## Aim of the exercise
Return a word-for-word copy of the complete listing below.

## Task material

PR #741, opened 2026-07-30
Keep version-less dependency declarations untouched in refreshVersionsMigrate

### LINKED ISSUE #740: refreshVersionsMigrate appends the version placeholder to version-less dependency declarations, breaking BoM/platform-based builds
- [x] I have read the [guidelines for submitting issues](https://splitties.github.io/refreshVersions/contributing/submitting-issues/#bug-reports)

## 🐛 Describe the bug

`refreshVersionsMigrate` appends the version placeholder to **version-less** dependency declarations, i.e. declarations whose version is intentionally provided by a platform/BoM (Spring Boot dependency management, `aws.sdk.kotlin:bom`, etc.) or by dependency constraints:

```diff
-    implementation("com.fasterxml.jackson.module:jackson-module-kotlin")
+    implementation("com.fasterxml.jackson.module:jackson-module-kotlin:_")
```

This breaks the build: the migration only adds `versions.properties` entries for dependencies that have a hardcoded version (`addMissingEntriesInVersionsProperties` filters on `hasHardcodedVersion`), so the newly written placeholders have no matching entry and can never resolve:

```
* What went wrong:
Execution failed for task ':buildSrc:compileKotlin'.
> Could not resolve all files for configuration ':buildSrc:compileClasspath'.
   > Could not find com.fasterxml.jackson.module:jackson-module-kotlin:_.
```

Since the rewrite is a purely textual regex replacement, it also corrupts string literals that merely *look like* coordinates but are not dependency declarations, silently disabling them. Real example from our build, where a `resolutionStrategy.eachDependency` matcher stops matching forever:

```diff
 resolutionStrategy.eachDependency {
     when ("${requested.group}:${requested.name}") {
-        "co.elastic.clients:elasticsearch-java" -> useVersion(elasticsearchJavaVersion)
+        "co.elastic.clients:elasticsearch-java:_" -> useVersion(elasticsearchJavaVersion)
```

The cause is the empty alternative in `mavenCoordinateRegex`, which makes it match coordinates without a version, combined with the fallback that unconditionally appends `:_`:

https://github.com/Splitties/refreshVersions/blob/2a8be134281c5a5f4b1cbc9052b1a48a1a56761e/plugins/dependencies/src/main/kotlin/de/fayard/refreshVersions/RefreshVersionsMigrateTask.kt#L253-L255

## ⚠️ Current behavior

Running `./gradlew refreshVersionsMigrate --mode=VersionsPropertiesOnly` on a project that uses a BoM/platform rewrites every version-less coordinate to `coordinate:_` and leaves the build broken (`Could not find <group>:<name>:_.`).

## ✅ Expected behavior

Version-less dependency declarations are left untouched by the migration:

- In Gradle, a version-less declaration only resolves when a platform/BoM or dependency constraint supplies the version, so it is a reliable signal that the version is deliberately managed outside of refreshVersions.
- Appending `:_` to such a declaration can never help: no `versions.properties` entry is created for it, so the placeholder cannot resolve and the build fails.

Replacing version-less coordinates with built-in dependency notations when available (covered by the existing `"Replace with dependency names, if present"` test with `org.apache.logging.log4j:log4j-jul`) is fine and should keep working — only the `:_` fallback should skip them.

## 💣 Steps to reproduce

1. Create a project that declares a dependency without a version, resolved through a BoM, e.g.:

    ```kotlin
    dependencies {
        implementation(platform("aws.sdk.kotlin:bom:_"))
        implementation("aws.sdk.kotlin:s3-jvm")
    }
    ```

2. Run `./gradlew refreshVersionsMigrate --mode=VersionsPropertiesOnly`
3. The declaration becomes `implementation("aws.sdk.kotlin:s3-jvm:_")`, no `versions.properties` entry is added for it, and any subsequent Gradle invocation fails with `Could not find aws.sdk.kotlin:s3-jvm:_.`

## 📱 Tech info

- refreshVersions version: 0.60.5 (also reproduced on current `main`, the relevant code is unchanged)
- Gradle: 8.14.3
- OS: macOS / Linux (not OS-specific)

I'll open a PR with a fix and a test shortly.

takaharu-nakase:
Fixes #740

## Problem

`refreshVersionsMigrate` appends the version placeholder to **version-less** dependency declarations:

```diff
-    implementation("com.fasterxml.jackson.module:jackson-module-kotlin")
+    implementation("com.fasterxml.jackson.module:jackson-module-kotlin:_")
```

A version-less declaration means the version is supplied by a platform/BoM (Spring Boot dependency management, `aws.sdk.kotlin:bom`, …) or by dependency constraints. Migrating it to `:_` always breaks the build, because the migration only adds `versions.properties` entries for dependencies with hardcoded versions, so the new placeholder can never resolve:

```
> Could not find com.fasterxml.jackson.module:jackson-module-kotlin:_.
```

Because the rewrite is textual, it also corrupts string literals that merely look like coordinates, e.g. `resolutionStrategy.eachDependency` matchers (`"co.elastic.clients:elasticsearch-java" -> useVersion(…)` becomes `"co.elastic.clients:elasticsearch-java:_" -> …`, which never matches again).

The cause is the empty alternative in `mavenCoordinateRegex` (`(?:|:_|:$versionChars{3,})`), which makes the fallback replacement match coordinates without a version.

## Fix

Introduce `mavenCoordinateWithVersionRegex` (same regex, without the empty alternative) and use it for the `:_` fallback replacement only. Version-less coordinates are now left untouched by the fallback.

The replacement of version-less coordinates with built-in dependency notations, when a mapping exists, is intentionally kept as-is (behavior covered by the existing `"Replace with dependency names, if present"` test via `org.apache.logging.log4j:log4j-jul`).

## Testing

- New test case `"Keep version-less maven coordinates untouched in build files"` in `MigrationTest`
- `./gradlew :refreshVersions:test --tests "de.fayard.refreshVersions.MigrationTest"` passes

🤖 Generated with [Claude Code](https://claude.com/claude-code)


takaharu-nakase:
### CI failure analysis: pre-existing on `main`, not caused by this change

The `check-all` job fails at the **"Check for memory leaks"** step, which stress-runs the `sample-groovy` build 10 times in a daemon capped at `-Xmx150M`. The OOM happens on **run number 1**, during Kotlin DSL script compilation of `sample-groovy/buildSrc/build.gradle.kts` — before any repeated-build accumulation could show up:

```
Run number 1
e: Java heap space (build.gradle.kts): java.lang.OutOfMemoryError: Java heap space
```

To rule this PR out, I dispatched the same workflow on **unmodified `main`** in my fork, and it fails identically at the same step, also on run number 1:

- This PR: https://github.com/Splitties/refreshVersions/actions/runs/30515345150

## Solution
PR #741, opened 2026-07-30
Keep version-less dependency declarations untouched in refreshVersionsMigrate

### LINKED ISSUE #740: refreshVersionsMigrate appends the version placeholder to version-less dependency declarations, breaking BoM/platform-based builds
- [x] I have read the [guidelines for submitting issues](https://splitties.github.io/refreshVersions/contributing/submitting-issues/#bug-reports)

## 🐛 Describe the bug

`refreshVersionsMigrate` appends the version placeholder to **version-less** dependency declarations, i.e. declarations whose version is intentionally provided by a platform/BoM (Spring Boot dependency management, `aws.sdk.kotlin:bom`, etc.) or by dependency constraints:

```diff
-    implementation("com.fasterxml.jackson.module:jackson-module-kotlin")
+    implementation("com.fasterxml.jackson.module:jackson-module-kotlin:_")
```

This breaks the build: the migration only adds `versions.properties` entries for dependencies that have a hardcoded version (`addMissingEntriesInVersionsProperties` filters on `hasHardcodedVersion`), so the newly written placeholders have no matching entry and can never resolve:

```
* What went wrong:
Execution failed for task ':buildSrc:compileKotlin'.
> Could not resolve all files for configuration ':buildSrc:compileClasspath'.
   > Could not find com.fasterxml.jackson.module:jackson-module-kotlin:_.
```

Since the rewrite is a purely textual regex replacement, it also corrupts string literals that merely *look like* coordinates but are not dependency declarations, silently disabling them. Real example from our build, where a `resolutionStrategy.eachDependency` matcher stops matching forever:

```diff
 resolutionStrategy.eachDependency {
     when ("${requested.group}:${requested.name}") {
-        "co.elastic.clients:elasticsearch-java" -> useVersion(elasticsearchJavaVersion)
+        "co.elastic.clients:elasticsearch-java:_" -> useVersion(elasticsearchJavaVersion)
```

The cause is the empty alternative in `mavenCoordinateRegex`, which makes it match coordinates without a version, combined with the fallback that unconditionally appends `:_`:

https://github.com/Splitties/refreshVersions/blob/2a8be134281c5a5f4b1cbc9052b1a48a1a56761e/plugins/dependencies/src/main/kotlin/de/fayard/refreshVersions/RefreshVersionsMigrateTask.kt#L253-L255

## ⚠️ Current behavior

Running `./gradlew refreshVersionsMigrate --mode=VersionsPropertiesOnly` on a project that uses a BoM/platform rewrites every version-less coordinate to `coordinate:_` and leaves the build broken (`Could not find <group>:<name>:_.`).

## ✅ Expected behavior

Version-less dependency declarations are left untouched by the migration:

- In Gradle, a version-less declaration only resolves when a platform/BoM or dependency constraint supplies the version, so it is a reliable signal that the version is deliberately managed outside of refreshVersions.
- Appending `:_` to such a declaration can never help: no `versions.properties` entry is created for it, so the placeholder cannot resolve and the build fails.

Replacing version-less coordinates with built-in dependency notations when available (covered by the existing `"Replace with dependency names, if present"` test with `org.apache.logging.log4j:log4j-jul`) is fine and should keep working — only the `:_` fallback should skip them.

## 💣 Steps to reproduce

1. Create a project that declares a dependency without a version, resolved through a BoM, e.g.:

    ```kotlin
    dependencies {
        implementation(platform("aws.sdk.kotlin:bom:_"))
        implementation("aws.sdk.kotlin:s3-jvm")
    }
    ```

2. Run `./gradlew refreshVersionsMigrate --mode=VersionsPropertiesOnly`
3. The declaration becomes `implementation("aws.sdk.kotlin:s3-jvm:_")`, no `versions.properties` entry is added for it, and any subsequent Gradle invocation fails with `Could not find aws.sdk.kotlin:s3-jvm:_.`

## 📱 Tech info

- refreshVersions version: 0.60.5 (also reproduced on current `main`, the relevant code is unchanged)
- Gradle: 8.14.3
- OS: macOS / Linux (not OS-specific)

I'll open a PR with a fix and a test shortly.

takaharu-nakase:
Fixes #740

## Problem

`refreshVersionsMigrate` appends the version placeholder to **version-less** dependency declarations:

```diff
-    implementation("com.fasterxml.jackson.module:jackson-module-kotlin")
+    implementation("com.fasterxml.jackson.module:jackson-module-kotlin:_")
```

A version-less declaration means the version is supplied by a platform/BoM (Spring Boot dependency management, `aws.sdk.kotlin:bom`, …) or by dependency constraints. Migrating it to `:_` always breaks the build, because the migration only adds `versions.properties` entries for dependencies with hardcoded versions, so the new placeholder can never resolve:

```
> Could not find com.fasterxml.jackson.module:jackson-module-kotlin:_.
```

Because the rewrite is textual, it also corrupts string literals that merely look like coordinates, e.g. `resolutionStrategy.eachDependency` matchers (`"co.elastic.clients:elasticsearch-java" -> useVersion(…)` becomes `"co.elastic.clients:elasticsearch-java:_" -> …`, which never matches again).

The cause is the empty alternative in `mavenCoordinateRegex` (`(?:|:_|:$versionChars{3,})`), which makes the fallback replacement match coordinates without a version.

## Fix

Introduce `mavenCoordinateWithVersionRegex` (same regex, without the empty alternative) and use it for the `:_` fallback replacement only. Version-less coordinates are now left untouched by the fallback.

The replacement of version-less coordinates with built-in dependency notations, when a mapping exists, is intentionally kept as-is (behavior covered by the existing `"Replace with dependency names, if present"` test via `org.apache.logging.log4j:log4j-jul`).

## Testing

- New test case `"Keep version-less maven coordinates untouched in build files"` in `MigrationTest`
- `./gradlew :refreshVersions:test --tests "de.fayard.refreshVersions.MigrationTest"` passes

🤖 Generated with [Claude Code](https://claude.com/claude-code)


takaharu-nakase:
### CI failure analysis: pre-existing on `main`, not caused by this change

The `check-all` job fails at the **"Check for memory leaks"** step, which stress-runs the `sample-groovy` build 10 times in a daemon capped at `-Xmx150M`. The OOM happens on **run number 1**, during Kotlin DSL script compilation of `sample-groovy/buildSrc/build.gradle.kts` — before any repeated-build accumulation could show up:

```
Run number 1
e: Java heap space (build.gradle.kts): java.lang.OutOfMemoryError: Java heap space
```

To rule this PR out, I dispatched the same workflow on **unmodified `main`** in my fork, and it fails identically at the same step, also on run number 1:

- This PR: https://github.com/Splitties/refreshVersions/actions/runs/30515345150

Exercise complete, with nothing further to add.